Cancer survivors in the workplace

Myrna Sachs, Head of Alexander Forbes Health Management Solutions.

A cancer diagnosis will impact your health, your family and also your ability to do your job. Head of Alexander Forbes Health Management Solutions, Myrna Sachs, discusses what happens to cancer survivors when they return to work.

Cancer is the second leading cause of death worldwide according to the World Health Organization. According to Lancet Medical Journal, South Africa can expect to see a 78% increase in cancer cases by 2023.

Alexander Forbes Health Management Solutions’ research in critical illness claims over the past two years shows that cancer applications are increasing significantly. “Especially in the age category 20-39, 44% and 42% respectively of the applications received were due to the disease, which is high and a real concern,” Sachs says.  Of the total sample looked at, 37% of all applications were due to cancer.

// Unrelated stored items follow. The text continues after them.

Issue #2878, opened 2016-02-10
Show other invisible characters with renderWhitespace option


sijad:
just in case atom also render CR, EOL characters
[0-31 and 127 ASCII code](https://en.wikipedia.org/wiki/ASCII#ASCII_control_code_chart) are non-printable characters
also #2085 is related

Platzer:
Is it possible to render not printable characters?

deadlyicon:
I just waisted 20m debugging a url problem because I had a Unicode Decimal Code &#8237; preceding my absolute url causing it to be treated as a relative path. 

Please allow us to enable rendering of these weird characters that no programmer ever wants in their code.

perrog:
+all other non-graphical code points.

Example:
# Create a source-code file containing U+200B (ZERO WIDTH SPACE) format character, and open it in VSCode.
> [char]0x200B | Out-File .\zero_width_space.ps1 -Encoding utf8
# File content in bytes:<ZERO WIDTH NON-BREAKING SPACE> + <ZERO WIDTH SPACE> + <CRLF>
> [io.file]::ReadAllBytes('.\zero_width_space.ps1')
239
187
191
226
128
139
13
10

Result:
VSCode does not display anything when opening the file, even when "editor.renderWhitespace"="all"
The first <ZERO WIDTH NON-BREAKING SPACE> is intepreted as UTF8 format.
The second <ZERO WIDTH SPACE> +<CRLF> is source code text.

Background.
I this case, the second code point <ZERO WIDTH SPACE> is a syntax error for the particular source-code.

The source-code contains syntax error => important to be able to show invisible characters in a code editor. 

In general, it may be useful to have an option to display Unicode-formatting characters in text file, if used explicitly in doc comments.

Formatting characters may also be accidental garbage when pasting text from a webbrowser.

Even the BOM-character could be shown as invisible character for full transparency.

alexdima:
This has been implemented in the meantime --> https://code.visualstudio.com/updates/v1_63#_unicode-highlighting

Fydon:
@alexdima I'm on 1.75.0-insider with `editor.renderWhitespace` set to `all`. I don't see CR and LF characters rendered in the editor. How do I show these?

alexdima:
@Fydon That is tracked in https://github.com/microsoft/vscode/issues/12223

PR #318850, opened 2026-05-28
Make Linux desktop sanity tests robust to mid-test failures

bryanchen-d:
Fixes microsoft/vscode-engineering#2878. Supersedes #318810.

### What was actually wrong

The Linux desktop sanity tests (deb / rpm / snap) install the package, run `testDesktopApp`, then uninstall — but the three steps were not wrapped in `try` / `finally`. When `testDesktopApp` threw (typically the "Failed to install extension after 3 attempts" flake tracked in microsoft/vscode-engineering#2877), the uninstall step was skipped.

Mocha is configured with `retries: 1`, so the test ran a second time. On the retry the install step hit `package code-insiders-... is already installed` and the run failed with that error instead of the original one. The build failure investigator picked up the misleading message and filed #2878 against the RPM install path, even though the real failure happened one attempt earlier in `testDesktopApp`.

### Fix

1. **Wrap install / test / uninstall in `try` / `finally`** so cleanup runs even when the test body throws. This is the actual bug.
2. **Make the uninstall helpers idempotent** by checking whether the binary exists before invoking the package manager. This is needed for two cases:
   - The `finally` block runs after a failed install, where nothing is actually installed yet.
   - The `finally` block runs after a successful pass through `testDesktopApp` that already cleaned up internally (not currently the case, but keeps the contract safe).
3. **Add a pre-install assertion** to each install helper that fails fast with a clear diagnostic when the package is already present. This is per @dbaeumer's review feedback on #318810 — leftover state should be surfaced as a real bug pointing at the *prior* failure, not silently worked around. The error message explicitly tells the reader to investigate the previous run instead of suppressing the error.

### Why not the previous PR (#318810)

The first PR swapped `rpm -i` for `rpm -U --replacepkgs` to make the install itself idempotent. That worked around the symptom but, as @dbaeumer pointed out, hid the underlying bug: a test should not be silently recovering from leftover state from a previous run. This PR addresses the root cause (missing cleanup on failure) and makes leftover state loud instead.

### Validation

- `npm run compile` in `test/sanity` passes.
- The change is test-infrastructure only; no production code is touched.
- Manual reasoning over the retry flow: with the `try` / `finally`, the retry now starts from a clean slate; if a future regression leaves the package installed across runs, the pre-install check fails immediately with a diagnostic pointing at the actual problem.

### DIFF
--- a/test/sanity/src/context.ts
+++ b/test/sanity/src/context.ts
@@ -884,22 +884,32 @@ export class TestContext {
 	 * @returns The path to the installed VS Code executable.
 	 */
 	public async installDeb(packagePath: string): Promise<string> {
+		const name = this.getLinuxBinaryName();
+		const entryPoint = path.join('/usr/share', name, name);
+		if (fs.existsSync(entryPoint)) {
+			this.error(`Cannot install ${packagePath}: ${name} is already installed at ${entryPoint}. This usually means a previous test run was terminated before cleanup completed; investigate the prior failure rather than silencing this error.`);
+		}
+
 		this.log(`Installing ${packagePath} using DEB package manager`);
 		await this.runDpkgNoErrors('-i', packagePath);
 		this.log(`Installed ${packagePath} successfully`);
 
-		const name = this.getLinuxBinaryName();
-		const entryPoint = path.join('/usr/share', name, name);
 		this.log(`Installed VS Code executable at: ${entryPoint}`);
 		return entryPoint;
 	}
 
 	/**
-	 * Uninstalls VS Code Linux DEB package.
+	 * Uninstalls VS Code Linux DEB package. Safe to call when the package is not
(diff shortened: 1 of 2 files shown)


dmitrivMS (approved):

dmitrivMS:
I am good with the change, although I am not sure how it helps the pipeline - if a test fails and leaves DEB/RPM/SNAP package installed, the change helps next test to run clean, but it won't make the pipeline pass...

bryanchen-d:
> I am good with the change, although I am not sure how it helps the pipeline - if a test fails and leaves DEB/RPM/SNAP package installed, the change helps next test to run clean, but it won't make the pipeline pass...

this helps clearing the confusing error message that it seems to do with the next test but actually it is from its previous test, so later analysor will be easier to categorize and count the flaky points.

South African legislation and cancer

According to South Africa’s Employment Equity Act, No. 55 of 1998 no-one may be unfairly discriminated against as a person on the grounds of disability. The scope of the Act focuses not on the diagnosis but resulting functional fallouts.  “In the case of cancer, depending on the stage, site of the cancer, treatment options employed and presentation of the employee, they may or may not be considered a person with a disability based on the set criteria of the definition of disability,” Sachs states.

Employer awareness around cancer

It is important for employers to be aware that the increasing incidence of cancer in the workforce risks leading to reduced productivity, potentially increased presenteeism, low morale and increased costs of providing cover during sickness absence. “With earlier detection and improved treatment options, survival rates are expected to improve and more people will be able to return to a productive lifestyle at home and in the workplace.”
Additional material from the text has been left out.